Transcribe each of the entries exactly.

● ● ● ●

PR #458, opened 2025-11-27
Fix #457 - grab processes running inside docker

### LINKED ISSUE #457: Grab docker processes
See extensive discussion on #122.  We want to grab - ideally in a lightweight way - processes running inside docker containers.

lars-t-hansen:
This may or may not be done, not sure yet.  It will look for processes called "containerd*" whose ppid is 1, these are the roots of the containers.  Every child of those processes should be included even if --exclude-system-processes is true and the owner is some system uid.  This appears to work for both docker run and docker compose.

Obviously there may be false positives but they are unlikely (it is possible for a user to construct a process meeting the filtering criteria) and mostly benign.  We could consider performing the extra marking if there's at least some docker process running on the system.  Not sure it's worth the extra effort.

Processes in containers get assigned UIDs that are curious, it may be that they are cgroup-relative in some way - I've seen UID 100 and UID 1000 assigned to java processes running inside a container, both were wrong.

### DIFF
--- a/src/ps.rs
+++ b/src/ps.rs
@@ -228,6 +228,15 @@ impl ProcessTable {
 
 pub type ProcInfoTable = HashMap<Pid, ProcInfo>;
 
+#[derive(Clone, Copy, Default, PartialEq)]
+pub enum CState {
+    #[default]
+    Unknown,
+    Root,
+    Child,
+    Not,
+}
+
 #[derive(Clone, Default)]
 pub struct ProcInfo {
     pub user: String,
@@ -237,6 +246,7 @@ pub struct ProcInfo {
     pub rolledup: usize,
     pub num_threads: usize,
     pub is_system_job: bool,
+    pub container_state: CState,
     pub has_children: bool,
     pub job_id: usize,
     pub is_slurm: bool,
@@ -322,6 +332,10 @@ fn collect_sample_data(
         return Ok(None);
     }
 
+    if opts.exclude_system_jobs {
+        procinfo_by_pid = mark_containers(procinfo_by_pid);
+    }
+
     let mut candidates = if opts.rollup {
         rollup_processes(procinfo_by_pid)
     } else {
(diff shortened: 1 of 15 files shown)


lars-t-hansen:
Also this breaks some tests that think that --exclude-system-jobs really mean that, but it doesn't anymore...

Indeed maybe there are some subtleties around what job numbers might mean in this context.

lars-t-hansen:
I think we should expose the is-running-in-a-container flag in the Sonar per-process output.

There will be a "docker" process running somewhere for docker compose and docker run except when run with -d, but the processes running in a container will not be children of that docker process regardless, so it's not clear that this is actionable in any automatic sense.  On the client side, an operator will be able to observe that there is a docker running and will of course see that there are processes running in the containers, and if only one user is running docker may be able to connect the two.

What would be extra neat is if docker records the relationship somewhere eg in cgroup data, I will investigate; we would then expose it as we do the slurm job id.

src/ps.rs
```diff
@@ -228,6 +228,11 @@ impl ProcessTable {
 
 pub type ProcInfoTable = HashMap<Pid, ProcInfo>;
 
+// container_flags has at most one bit set.  If the state is unknown the value is zero.
+pub const CONT_ROOT: i8 = 1;
```
lars-t-hansen: This is not a bit vector, these are exclusive state values, so number 1, 2, 3 and fix the comment.

src/ps.rs
```diff
@@ -349,6 +359,65 @@ fn collect_sample_data(
...
+    // parent, but due to how information is collected there's the chance that a ppid will not exist
+    // in the table, so we must deal with that.
+    //
+    // The separate collecting of keys sucks but is a fact of Rust.
+    let all = procinfo_by_pid.keys().map(|v| *v).collect::<Vec<Pid>>();
+    let mut keys = vec![];
+    for k in all {
+        keys.clear();
+        let mut current = k;
+        let mut flagbits = 0i8;
```
lars-t-hansen: These are not actually "flag bits", it's a state probably.

src/ps.rs
```diff
@@ -228,6 +228,11 @@ impl ProcessTable {
 
 pub type ProcInfoTable = HashMap<Pid, ProcInfo>;
 
+// container_state has one of these values, or is zero if the state is as-yet unknown.
+pub const CONT_ROOT: i8 = 1;
```
lars-t-hansen: I guess this could be an enum now.

src/ps.rs
```diff
@@ -228,6 +228,16 @@ impl ProcessTable {
 
 pub type ProcInfoTable = HashMap<Pid, ProcInfo>;
 
+// container_state has one of these values, or is zero if the state is as-yet unknown.
```
lars-t-hansen: Groan, outdated comment.

src/ps.rs
```diff
@@ -349,6 +364,65 @@ fn collect_sample_data(
...
+        let mut state = CState::Unknown;
+        while let Some(v) = procinfo_by_pid.get(&current) {
+            state = v.container_state;
+            if state != CState::Unknown {
+                break;
+            }
+            keys.push(current);
+            current = v.ppid;
+        }
+        // Invariant: every node in keys has state zero and unless the search terminated in a
```
lars-t-hansen: Outdated comment.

● ● ● ●

Answer for the task ▸
PR #458, opened 2025-11-27
Fix #457 - grab processes running inside docker

### LINKED ISSUE #457: Grab docker processes
See extensive discussion on #122.  We want to grab - ideally in a lightweight way - processes running inside docker containers.

lars-t-hansen:
This may or may not be done, not sure yet.  It will look for processes called "containerd*" whose ppid is 1, these are the roots of the containers.  Every child of those processes should be included even if --exclude-system-processes is true and the owner is some system uid.  This appears to work for both docker run and docker compose.

Obviously there may be false positives but they are unlikely (it is possible for a user to construct a process meeting the filtering criteria) and mostly benign.  We could consider performing the extra marking if there's at least some docker process running on the system.  Not sure it's worth the extra effort.

Processes in containers get assigned UIDs that are curious, it may be that they are cgroup-relative in some way - I've seen UID 100 and UID 1000 assigned to java processes running inside a container, both were wrong.

### DIFF
--- a/src/ps.rs
+++ b/src/ps.rs
@@ -228,6 +228,15 @@ impl ProcessTable {
 
 pub type ProcInfoTable = HashMap<Pid, ProcInfo>;
 
+#[derive(Clone, Copy, Default, PartialEq)]
+pub enum CState {
+    #[default]
+    Unknown,
+    Root,
+    Child,
+    Not,
+}
+
 #[derive(Clone, Default)]
 pub struct ProcInfo {
     pub user: String,
@@ -237,6 +246,7 @@ pub struct ProcInfo {
     pub rolledup: usize,
     pub num_threads: usize,
     pub is_system_job: bool,
+    pub container_state: CState,
     pub has_children: bool,
     pub job_id: usize,
     pub is_slurm: bool,
@@ -322,6 +332,10 @@ fn collect_sample_data(
         return Ok(None);
     }
 
+    if opts.exclude_system_jobs {
+        procinfo_by_pid = mark_containers(procinfo_by_pid);
+    }
+
     let mut candidates = if opts.rollup {
         rollup_processes(procinfo_by_pid)
     } else {
(diff shortened: 1 of 15 files shown)


lars-t-hansen:
Also this breaks some tests that think that --exclude-system-jobs really mean that, but it doesn't anymore...

Indeed maybe there are some subtleties around what job numbers might mean in this context.

lars-t-hansen:
I think we should expose the is-running-in-a-container flag in the Sonar per-process output.

There will be a "docker" process running somewhere for docker compose and docker run except when run with -d, but the processes running in a container will not be children of that docker process regardless, so it's not clear that this is actionable in any automatic sense.  On the client side, an operator will be able to observe that there is a docker running and will of course see that there are processes running in the containers, and if only one user is running docker may be able to connect the two.

What would be extra neat is if docker records the relationship somewhere eg in cgroup data, I will investigate; we would then expose it as we do the slurm job id.

src/ps.rs
```diff
@@ -228,6 +228,11 @@ impl ProcessTable {
 
 pub type ProcInfoTable = HashMap<Pid, ProcInfo>;
 
+// container_flags has at most one bit set.  If the state is unknown the value is zero.
+pub const CONT_ROOT: i8 = 1;
```
lars-t-hansen: This is not a bit vector, these are exclusive state values, so number 1, 2, 3 and fix the comment.

src/ps.rs
```diff
@@ -349,6 +359,65 @@ fn collect_sample_data(
...
+    // parent, but due to how information is collected there's the chance that a ppid will not exist
+    // in the table, so we must deal with that.
+    //
+    // The separate collecting of keys sucks but is a fact of Rust.
+    let all = procinfo_by_pid.keys().map(|v| *v).collect::<Vec<Pid>>();
+    let mut keys = vec![];
+    for k in all {
+        keys.clear();
+        let mut current = k;
+        let mut flagbits = 0i8;
```
lars-t-hansen: These are not actually "flag bits", it's a state probably.

src/ps.rs
```diff
@@ -228,6 +228,11 @@ impl ProcessTable {
 
 pub type ProcInfoTable = HashMap<Pid, ProcInfo>;
 
+// container_state has one of these values, or is zero if the state is as-yet unknown.
+pub const CONT_ROOT: i8 = 1;
```
lars-t-hansen: I guess this could be an enum now.

src/ps.rs
```diff
@@ -228,6 +228,16 @@ impl ProcessTable {
 
 pub type ProcInfoTable = HashMap<Pid, ProcInfo>;
 
+// container_state has one of these values, or is zero if the state is as-yet unknown.
```
lars-t-hansen: Groan, outdated comment.

src/ps.rs
```diff
@@ -349,6 +364,65 @@ fn collect_sample_data(
...
+        let mut state = CState::Unknown;
+        while let Some(v) = procinfo_by_pid.get(&current) {
+            state = v.container_state;
+            if state != CState::Unknown {
+                break;
+            }
+            keys.push(current);
+            current = v.ppid;
+        }
+        // Invariant: every node in keys has state zero and unless the search terminated in a
```
lars-t-hansen: Outdated comment.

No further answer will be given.